Robert Motherwell : Élégie à la République espagnole n°57, 1957-1961. Fusain et huile sur toile, 213,36 cm × 277,18 cm. Collection SFMOMA.
9. Robert Motherwell : Élégie à la République espagnole n°110 (1971)
Le chef-d'œuvre en question, comme partiellement suggéré par son titre, trouve son origine dans les souvenirs que la guerre civile espagnole a laissés imprimés dans l'esprit du peintre lorsqu'il n'avait que vingt et un ans. L'impact de cet événement désastreux a été tel que Motherwell a revisité le sujet non seulement dans Élégie à la République espagnole n°110, mais dans une série de plus de 200 peintures dédiées à ce thème.
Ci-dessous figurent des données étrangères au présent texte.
Issue #295, opened 2015-03-15
Revisit Resolvers


GoogleCodeExporter:
```
For v2, I think we should reconsider which resolvers we include and the 
behavior of the LenientResolver.

Personally, I can't think of a use case for ReturnStartOfIntervalAfter or 
ReturnEndOfIntervalBefore.  These do more than compensate for the gap, as they 
shift the time by an amount other than the DST saving.

For example, if you had a job scheduling system with a recurrence pattern like 
"Daily at 2:30 AM Pacific Time", and you used the ReturnStartOfIntervalAfter 
resolver, the job would run at 3:00 AM on the day of the spring-forward 
transition.  One would commonly expect the job to run at 3:30 AM - the original 
time plus the DST shifted amount.  We need to include a resolver that has this 
behavior.  Perhaps "ReturnForwardShifted" or something like that.

The LenientResolver combines ReturnStartOfIntervalAfter and ReturnLater. 
Thinking of the same use case, it would be strange if a "Daily at 1:00 AM" job 
didn't fire at 1:00 on the day of the fall-back transition just because it was 
waiting for the second instance of 1:00 AM.  We should consider changing the 
composition of the LenientResolver, to ReturnForwardShifter and ReternEarlier.  
This would be a breaking change, but that's something that we could document as 
a v2 feature.
```

Original issue reported on code.google.com by `mj1856` on 25 Jun 2014 at 8:04

PR #365, opened 2015-05-05
Revisit Resolvers per #295

mj1856:
Discussed in #295, this PR does the following:

- Adds a `ReturnForwardShifted` resolver

- Changes the behavior of the `LenientResolver` and associated methods:
  - Ambiguous values are now resolved with `ReturnEarlier` instead of `ReturnLater`
  - Skipped values are now resolved with `ReturnForwardShifted` instead of `ReturnStartOfInterval`

- Updates associated xml docs and unit tests.

Note that this is a breaking change, which should be described and highlighted in the documentation and release notes when 2.0 is released.  I'm convinced that this is a better default behavior than the existing lenient behavior, based on numerous real-world examples.

My thinking goes like this:
- If you have an ambiguous value, it's probably because you are scheduling a job to run at the same time every day.  In the vast majority of cases, it would be considered a bug if a job did not run at the first time the local time was encountered on the clock.

- If you have a skipped value, you probably have it due to either some external clock source not advancing for DST, or because you are scheduling a job to run at the same time every day, and that time falls into the gap.  Thus, the value should shift forward, applying the DST gap to the value.  The current behavior of advancing to the first instant after the gap doesn't really make sense, because a clock would never tick forward in that manner.

The only exception case that comes to mind is when scheduling the close of business when the business elects to stay open the extra hour of the DST overlap.  For example, a bar might have to stop serving alcohol at 1:00AM, but once a year they get the option to serve until the *second* 1:00AM.  I think this should be thought of as an edge case rather than the default, and can thus be handled explicitly with the `ReturnLater` resolver.

### DIFF
--- a/src/NodaTime/TimeZones/Resolvers.cs
+++ b/src/NodaTime/TimeZones/Resolvers.cs
@@ -67,6 +67,19 @@ namespace NodaTime.TimeZones
         };
 
         /// <summary>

De manière similaire, nous pouvons rappeler le célèbre Guernica de Picasso, daté de 1937, qui fait également référence à l'épisode de la guerre civile espagnole. Dans le cas de l'auteur d'Elegy to the Spanish Republic No. 110, cependant, le conflit en question devient un moyen d'allusion à toutes les formes d'injustice, au point qu'il a conçu ladite série comme une commémoration de la souffrance humaine, un sentiment exprimé sous forme de symboles abstraits et poétiques contrastant la mort et la vie. Cette approche de l'expressionnisme abstrait hérite de certains éléments du langage du symbolisme français, en particulier de celui de Stéphane Mallarmé, un poète qui préconisait de représenter l'effet émotionnel produit par les événements ou les idées plutôt que les événements ou les idées eux-mêmes. Enfin, l'opposition susmentionnée entre la vie et la mort est concrètement rendue sur la toile par la juxtaposition du noir et du blanc, ainsi que par le contraste entre les formes ovales et rectangulaires.
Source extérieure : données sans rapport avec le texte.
PR #381, opened 2015-09-13
Implement IEquatable for DateInterval.

### LINKED ISSUE #380: Make DateInterval IEquatable
This is a feature request to make DateInterval implement IEquatable

malcolmr:
Also implement `GetHashCode()` and a basic `ToString()`.

Fixes #380.

### DIFF
--- a/src/NodaTime.Test/DateIntervalTest.cs
+++ b/src/NodaTime.Test/DateIntervalTest.cs
@@ -60,6 +60,117 @@ namespace NodaTime.Test
         }
 
         [Test]
+        public void Equals_EqualValues()
+        {
+            LocalDate start = new LocalDate(2000, 1, 1);
+            LocalDate end = new LocalDate(2001, 6, 19);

Gerhard Richter, Abstraktes Bild, signé, daté 1987, numéroté 636. @theartbystander
10. Gerhard Richter, Abstraktes Bild (809-1) (1994)
Le chef-d'œuvre de Richter, connu pour être l'une des peintures les plus chères parmi ses dix meilleures œuvres, fait partie d'une série de quatre œuvres et résulte d'un processus créatif compliqué, répétitif et probablement fastidieux, dont la toile elle-même témoigne, car elle présente des signes d'interruptions temporelles dans le travail. Néanmoins, une fois achevé, Abstraktes Bild a pris la forme de rayures et d'éclaboussures de peinture qui ont été traînées jusqu'au bord de la toile à l'aide d'une raclette et enrichies par l'ajout d'autres couleurs appliquées de manière similaire. En fait, le processus d'application de la peinture, rapide, aléatoire et répétitif, implique que les couches de couleur se succèdent jusqu'à ce que l'artiste estime que la peinture est terminée. Cela incite à réfléchir sur la manière dont, grâce à la superposition de différentes couches, les méthodes de création de l'œuvre ne sont reconnaissables que superficiellement car elles sont en réalité dissimulées dans les niveaux sous-jacents. Cependant, nous pouvons décrire Abstraktes Bild comme suit : une surface de lignes verticales et horizontales riches en couleur, destinée par l'artiste à transmettre calme et harmonie au spectateur.